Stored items
^^^^^^^^

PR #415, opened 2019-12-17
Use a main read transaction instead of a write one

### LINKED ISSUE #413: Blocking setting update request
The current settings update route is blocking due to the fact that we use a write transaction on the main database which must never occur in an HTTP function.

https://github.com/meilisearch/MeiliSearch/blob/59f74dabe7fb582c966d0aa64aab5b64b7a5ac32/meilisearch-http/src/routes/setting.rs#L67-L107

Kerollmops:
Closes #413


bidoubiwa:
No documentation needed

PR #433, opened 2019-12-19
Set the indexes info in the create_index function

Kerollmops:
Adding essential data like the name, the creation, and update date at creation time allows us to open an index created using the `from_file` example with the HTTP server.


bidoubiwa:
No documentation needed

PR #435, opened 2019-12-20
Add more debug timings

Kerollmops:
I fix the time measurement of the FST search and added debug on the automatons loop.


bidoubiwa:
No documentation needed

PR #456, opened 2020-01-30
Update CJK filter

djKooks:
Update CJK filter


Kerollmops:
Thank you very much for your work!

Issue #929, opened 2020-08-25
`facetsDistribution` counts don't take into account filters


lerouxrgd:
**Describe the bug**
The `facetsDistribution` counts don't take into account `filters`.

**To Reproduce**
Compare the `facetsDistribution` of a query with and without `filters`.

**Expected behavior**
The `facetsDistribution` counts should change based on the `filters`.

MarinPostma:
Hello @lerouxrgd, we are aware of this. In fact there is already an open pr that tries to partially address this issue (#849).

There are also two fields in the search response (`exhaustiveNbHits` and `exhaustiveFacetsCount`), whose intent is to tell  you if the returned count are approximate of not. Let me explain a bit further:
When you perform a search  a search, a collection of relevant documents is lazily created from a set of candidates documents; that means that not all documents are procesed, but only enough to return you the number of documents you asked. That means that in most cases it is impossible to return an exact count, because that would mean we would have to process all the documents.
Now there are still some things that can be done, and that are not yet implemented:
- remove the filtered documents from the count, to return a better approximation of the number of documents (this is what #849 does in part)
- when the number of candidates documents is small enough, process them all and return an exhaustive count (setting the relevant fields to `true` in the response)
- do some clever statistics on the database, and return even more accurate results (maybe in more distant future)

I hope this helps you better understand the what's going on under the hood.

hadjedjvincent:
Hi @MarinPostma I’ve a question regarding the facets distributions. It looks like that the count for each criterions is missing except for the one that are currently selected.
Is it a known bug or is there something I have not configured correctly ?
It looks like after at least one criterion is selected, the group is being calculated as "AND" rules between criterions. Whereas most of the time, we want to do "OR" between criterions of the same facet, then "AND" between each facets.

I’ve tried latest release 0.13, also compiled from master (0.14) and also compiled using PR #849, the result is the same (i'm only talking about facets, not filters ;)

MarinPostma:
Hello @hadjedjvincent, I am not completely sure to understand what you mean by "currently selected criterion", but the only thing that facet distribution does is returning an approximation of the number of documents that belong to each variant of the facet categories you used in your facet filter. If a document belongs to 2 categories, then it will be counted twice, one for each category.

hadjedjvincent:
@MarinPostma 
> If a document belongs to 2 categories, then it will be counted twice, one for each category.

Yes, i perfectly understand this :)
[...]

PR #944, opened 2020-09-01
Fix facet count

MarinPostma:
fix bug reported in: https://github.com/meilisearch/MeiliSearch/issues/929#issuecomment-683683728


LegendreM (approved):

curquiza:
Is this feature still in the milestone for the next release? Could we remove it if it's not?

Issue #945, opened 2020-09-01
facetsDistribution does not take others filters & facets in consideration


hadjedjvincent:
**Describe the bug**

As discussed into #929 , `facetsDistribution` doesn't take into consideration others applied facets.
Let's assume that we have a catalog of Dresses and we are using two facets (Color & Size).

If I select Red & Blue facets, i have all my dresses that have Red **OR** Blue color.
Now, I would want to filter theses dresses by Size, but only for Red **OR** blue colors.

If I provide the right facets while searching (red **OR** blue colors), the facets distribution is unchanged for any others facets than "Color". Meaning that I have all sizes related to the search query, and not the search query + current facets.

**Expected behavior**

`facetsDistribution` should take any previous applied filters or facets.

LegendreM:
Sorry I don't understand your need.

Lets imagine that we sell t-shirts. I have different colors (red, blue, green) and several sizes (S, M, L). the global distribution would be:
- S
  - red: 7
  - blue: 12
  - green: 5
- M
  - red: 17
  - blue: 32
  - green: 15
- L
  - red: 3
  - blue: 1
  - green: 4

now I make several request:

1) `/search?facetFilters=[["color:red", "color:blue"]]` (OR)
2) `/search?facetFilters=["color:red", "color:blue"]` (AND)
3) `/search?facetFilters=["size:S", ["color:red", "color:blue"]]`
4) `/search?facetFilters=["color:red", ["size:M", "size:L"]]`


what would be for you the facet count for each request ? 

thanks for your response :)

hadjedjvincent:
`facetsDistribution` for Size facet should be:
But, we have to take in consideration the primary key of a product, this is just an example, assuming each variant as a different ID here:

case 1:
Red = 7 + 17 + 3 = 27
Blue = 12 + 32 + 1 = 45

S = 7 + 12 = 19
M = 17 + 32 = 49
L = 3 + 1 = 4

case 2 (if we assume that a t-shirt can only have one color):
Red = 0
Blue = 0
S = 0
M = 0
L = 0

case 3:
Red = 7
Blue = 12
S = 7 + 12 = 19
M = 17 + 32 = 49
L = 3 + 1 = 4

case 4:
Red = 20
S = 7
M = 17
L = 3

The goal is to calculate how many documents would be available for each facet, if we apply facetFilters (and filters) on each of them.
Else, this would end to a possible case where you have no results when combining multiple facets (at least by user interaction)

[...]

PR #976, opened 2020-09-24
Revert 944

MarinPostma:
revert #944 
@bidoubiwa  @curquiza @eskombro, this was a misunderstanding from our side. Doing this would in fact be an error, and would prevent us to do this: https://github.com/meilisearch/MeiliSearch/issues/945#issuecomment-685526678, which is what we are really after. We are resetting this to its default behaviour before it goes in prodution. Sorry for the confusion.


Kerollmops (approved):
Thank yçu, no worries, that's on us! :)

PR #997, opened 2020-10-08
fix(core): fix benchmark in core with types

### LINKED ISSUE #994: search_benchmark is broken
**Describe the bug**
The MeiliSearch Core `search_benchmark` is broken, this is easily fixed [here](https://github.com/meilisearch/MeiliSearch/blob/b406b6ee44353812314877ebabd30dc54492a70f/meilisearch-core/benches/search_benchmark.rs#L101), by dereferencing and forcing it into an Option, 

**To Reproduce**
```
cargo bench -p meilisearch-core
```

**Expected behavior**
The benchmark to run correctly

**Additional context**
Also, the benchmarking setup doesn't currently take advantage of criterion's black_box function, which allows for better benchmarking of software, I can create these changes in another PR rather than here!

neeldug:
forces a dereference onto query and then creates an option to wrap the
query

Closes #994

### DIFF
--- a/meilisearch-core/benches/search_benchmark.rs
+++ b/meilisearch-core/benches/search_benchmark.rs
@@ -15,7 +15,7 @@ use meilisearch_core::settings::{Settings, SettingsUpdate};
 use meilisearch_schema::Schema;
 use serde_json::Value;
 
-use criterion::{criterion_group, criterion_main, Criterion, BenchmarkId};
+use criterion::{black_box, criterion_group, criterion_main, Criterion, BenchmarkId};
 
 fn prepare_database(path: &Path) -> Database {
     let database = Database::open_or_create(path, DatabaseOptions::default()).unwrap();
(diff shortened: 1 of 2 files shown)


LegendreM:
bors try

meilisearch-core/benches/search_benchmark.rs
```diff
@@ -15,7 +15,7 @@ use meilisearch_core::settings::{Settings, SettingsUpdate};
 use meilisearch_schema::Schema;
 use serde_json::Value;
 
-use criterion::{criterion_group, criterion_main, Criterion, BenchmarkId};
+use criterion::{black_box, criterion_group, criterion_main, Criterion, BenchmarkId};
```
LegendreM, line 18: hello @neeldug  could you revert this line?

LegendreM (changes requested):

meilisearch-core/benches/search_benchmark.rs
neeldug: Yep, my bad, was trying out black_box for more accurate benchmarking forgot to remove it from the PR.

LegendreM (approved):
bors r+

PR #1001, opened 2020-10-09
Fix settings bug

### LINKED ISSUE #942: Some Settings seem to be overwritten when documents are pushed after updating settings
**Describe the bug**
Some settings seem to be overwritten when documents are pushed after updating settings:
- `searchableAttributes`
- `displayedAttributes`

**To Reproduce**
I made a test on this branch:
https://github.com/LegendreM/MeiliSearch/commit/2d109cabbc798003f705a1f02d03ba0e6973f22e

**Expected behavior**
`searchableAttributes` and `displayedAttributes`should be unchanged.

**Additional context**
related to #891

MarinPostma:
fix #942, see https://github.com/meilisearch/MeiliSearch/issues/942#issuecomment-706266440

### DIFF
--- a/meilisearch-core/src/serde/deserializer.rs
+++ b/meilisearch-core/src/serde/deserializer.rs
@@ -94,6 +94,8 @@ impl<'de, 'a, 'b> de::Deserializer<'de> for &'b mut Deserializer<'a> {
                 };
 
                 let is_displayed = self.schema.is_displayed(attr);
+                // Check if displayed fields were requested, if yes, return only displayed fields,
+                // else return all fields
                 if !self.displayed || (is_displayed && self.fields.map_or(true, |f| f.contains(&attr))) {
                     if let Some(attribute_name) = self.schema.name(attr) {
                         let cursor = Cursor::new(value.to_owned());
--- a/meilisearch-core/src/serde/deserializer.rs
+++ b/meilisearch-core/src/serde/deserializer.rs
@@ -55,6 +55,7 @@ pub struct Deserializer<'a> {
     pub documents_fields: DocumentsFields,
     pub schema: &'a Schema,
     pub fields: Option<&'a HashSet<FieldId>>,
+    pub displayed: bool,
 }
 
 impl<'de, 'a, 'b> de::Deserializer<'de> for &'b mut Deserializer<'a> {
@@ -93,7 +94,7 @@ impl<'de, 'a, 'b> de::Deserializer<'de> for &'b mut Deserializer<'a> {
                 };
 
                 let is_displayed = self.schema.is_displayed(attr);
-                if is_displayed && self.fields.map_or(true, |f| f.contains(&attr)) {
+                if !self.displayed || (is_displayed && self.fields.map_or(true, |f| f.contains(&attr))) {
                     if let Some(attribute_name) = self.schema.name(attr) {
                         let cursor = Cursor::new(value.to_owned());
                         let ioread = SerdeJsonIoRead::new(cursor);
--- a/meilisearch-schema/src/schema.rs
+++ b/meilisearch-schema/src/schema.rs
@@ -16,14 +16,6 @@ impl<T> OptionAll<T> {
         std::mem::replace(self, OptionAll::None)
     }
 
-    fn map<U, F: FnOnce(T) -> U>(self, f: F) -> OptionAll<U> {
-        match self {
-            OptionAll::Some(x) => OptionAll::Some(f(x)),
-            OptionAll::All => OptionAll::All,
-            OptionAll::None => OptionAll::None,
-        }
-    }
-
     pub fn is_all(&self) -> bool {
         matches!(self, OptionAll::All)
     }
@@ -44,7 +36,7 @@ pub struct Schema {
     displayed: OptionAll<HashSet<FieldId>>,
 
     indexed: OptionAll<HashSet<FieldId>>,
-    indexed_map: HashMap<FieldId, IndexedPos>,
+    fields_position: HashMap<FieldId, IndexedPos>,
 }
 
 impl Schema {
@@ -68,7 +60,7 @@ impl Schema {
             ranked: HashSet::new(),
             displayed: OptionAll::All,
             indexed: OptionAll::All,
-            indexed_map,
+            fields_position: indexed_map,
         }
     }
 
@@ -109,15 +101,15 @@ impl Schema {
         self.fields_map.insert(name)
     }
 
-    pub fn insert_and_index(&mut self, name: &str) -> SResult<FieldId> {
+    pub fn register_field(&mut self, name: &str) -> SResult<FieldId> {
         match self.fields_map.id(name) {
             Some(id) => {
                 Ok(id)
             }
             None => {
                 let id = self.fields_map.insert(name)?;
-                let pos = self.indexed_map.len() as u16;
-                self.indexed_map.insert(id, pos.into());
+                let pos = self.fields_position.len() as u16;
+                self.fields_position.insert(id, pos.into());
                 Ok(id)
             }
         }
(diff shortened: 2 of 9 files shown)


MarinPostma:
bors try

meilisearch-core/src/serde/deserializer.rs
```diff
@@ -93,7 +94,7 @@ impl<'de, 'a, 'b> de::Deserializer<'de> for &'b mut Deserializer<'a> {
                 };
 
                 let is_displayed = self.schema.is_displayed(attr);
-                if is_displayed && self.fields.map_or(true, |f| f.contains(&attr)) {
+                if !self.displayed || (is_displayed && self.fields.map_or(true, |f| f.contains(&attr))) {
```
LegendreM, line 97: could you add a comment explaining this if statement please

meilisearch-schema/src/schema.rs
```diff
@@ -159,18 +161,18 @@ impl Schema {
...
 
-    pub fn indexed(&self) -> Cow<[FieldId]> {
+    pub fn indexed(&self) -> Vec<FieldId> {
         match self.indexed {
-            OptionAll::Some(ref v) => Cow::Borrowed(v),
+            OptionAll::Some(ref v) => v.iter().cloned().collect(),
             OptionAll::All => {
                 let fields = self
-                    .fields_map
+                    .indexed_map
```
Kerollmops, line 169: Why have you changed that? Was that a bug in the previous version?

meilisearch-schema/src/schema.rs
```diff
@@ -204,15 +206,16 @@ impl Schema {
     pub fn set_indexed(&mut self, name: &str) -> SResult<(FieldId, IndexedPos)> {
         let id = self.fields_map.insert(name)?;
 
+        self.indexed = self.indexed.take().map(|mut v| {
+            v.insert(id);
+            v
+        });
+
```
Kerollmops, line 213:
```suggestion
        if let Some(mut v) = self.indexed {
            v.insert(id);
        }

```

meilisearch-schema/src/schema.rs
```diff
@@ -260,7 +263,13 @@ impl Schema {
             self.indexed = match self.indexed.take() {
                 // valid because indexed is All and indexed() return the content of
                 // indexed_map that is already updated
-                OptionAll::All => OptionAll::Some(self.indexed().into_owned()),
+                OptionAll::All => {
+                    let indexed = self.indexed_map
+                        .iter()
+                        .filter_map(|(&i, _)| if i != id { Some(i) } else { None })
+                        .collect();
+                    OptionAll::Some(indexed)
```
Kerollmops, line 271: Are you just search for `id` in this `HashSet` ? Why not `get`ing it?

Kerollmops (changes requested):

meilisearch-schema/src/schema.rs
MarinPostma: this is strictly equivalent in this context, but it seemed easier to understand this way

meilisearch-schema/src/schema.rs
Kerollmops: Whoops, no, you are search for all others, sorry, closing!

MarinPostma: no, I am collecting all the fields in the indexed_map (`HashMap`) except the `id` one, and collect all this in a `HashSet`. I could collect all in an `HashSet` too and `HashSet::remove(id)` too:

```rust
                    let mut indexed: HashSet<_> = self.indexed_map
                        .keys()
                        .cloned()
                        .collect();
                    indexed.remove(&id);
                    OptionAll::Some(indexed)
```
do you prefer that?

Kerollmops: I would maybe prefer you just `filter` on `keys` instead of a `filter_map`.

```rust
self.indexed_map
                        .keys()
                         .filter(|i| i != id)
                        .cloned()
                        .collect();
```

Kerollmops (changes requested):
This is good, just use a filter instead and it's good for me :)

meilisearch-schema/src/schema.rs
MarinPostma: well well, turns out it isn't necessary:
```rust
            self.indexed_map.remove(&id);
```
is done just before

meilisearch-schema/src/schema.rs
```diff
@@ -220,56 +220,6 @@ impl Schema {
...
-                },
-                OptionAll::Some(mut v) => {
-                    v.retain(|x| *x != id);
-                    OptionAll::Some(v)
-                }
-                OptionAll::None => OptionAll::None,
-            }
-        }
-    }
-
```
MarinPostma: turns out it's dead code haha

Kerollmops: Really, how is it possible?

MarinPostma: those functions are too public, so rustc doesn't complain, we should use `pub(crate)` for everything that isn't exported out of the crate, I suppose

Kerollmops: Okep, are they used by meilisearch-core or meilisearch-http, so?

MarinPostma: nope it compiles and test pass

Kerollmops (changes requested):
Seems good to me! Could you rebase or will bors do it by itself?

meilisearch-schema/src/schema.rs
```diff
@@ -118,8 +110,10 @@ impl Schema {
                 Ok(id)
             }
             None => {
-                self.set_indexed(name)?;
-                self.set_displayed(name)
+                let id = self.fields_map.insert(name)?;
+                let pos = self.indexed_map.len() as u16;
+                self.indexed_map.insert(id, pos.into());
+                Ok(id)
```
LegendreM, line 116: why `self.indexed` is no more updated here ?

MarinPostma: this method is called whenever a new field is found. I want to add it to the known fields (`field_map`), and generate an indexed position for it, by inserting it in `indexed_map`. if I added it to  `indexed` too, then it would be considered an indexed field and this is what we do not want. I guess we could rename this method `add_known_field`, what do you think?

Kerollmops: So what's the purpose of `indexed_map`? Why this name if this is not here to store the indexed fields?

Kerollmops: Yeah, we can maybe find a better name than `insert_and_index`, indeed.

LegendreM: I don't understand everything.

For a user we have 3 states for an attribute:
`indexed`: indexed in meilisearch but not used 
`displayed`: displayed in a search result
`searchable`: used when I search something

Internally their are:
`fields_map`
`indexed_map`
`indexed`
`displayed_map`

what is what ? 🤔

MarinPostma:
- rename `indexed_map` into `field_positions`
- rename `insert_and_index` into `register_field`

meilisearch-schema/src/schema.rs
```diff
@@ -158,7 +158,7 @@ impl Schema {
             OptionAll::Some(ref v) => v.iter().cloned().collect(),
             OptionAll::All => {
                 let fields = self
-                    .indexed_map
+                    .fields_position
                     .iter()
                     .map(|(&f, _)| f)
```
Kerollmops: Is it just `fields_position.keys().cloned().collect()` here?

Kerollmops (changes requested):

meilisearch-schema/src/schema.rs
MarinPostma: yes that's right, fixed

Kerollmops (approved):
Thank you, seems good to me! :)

^^^^^^^^

» WHAT YOU NEED TO DO: Check each line of the entries above, and show every one holding the word "more".

» TASK RESULT:
Add more debug timings
- do some clever statistics on the database, and return even more accurate results (maybe in more distant future)
neeldug: Yep, my bad, was trying out black_box for more accurate benchmarking forgot to remove it from the PR.
LegendreM, line 116: why `self.indexed` is no more updated here ?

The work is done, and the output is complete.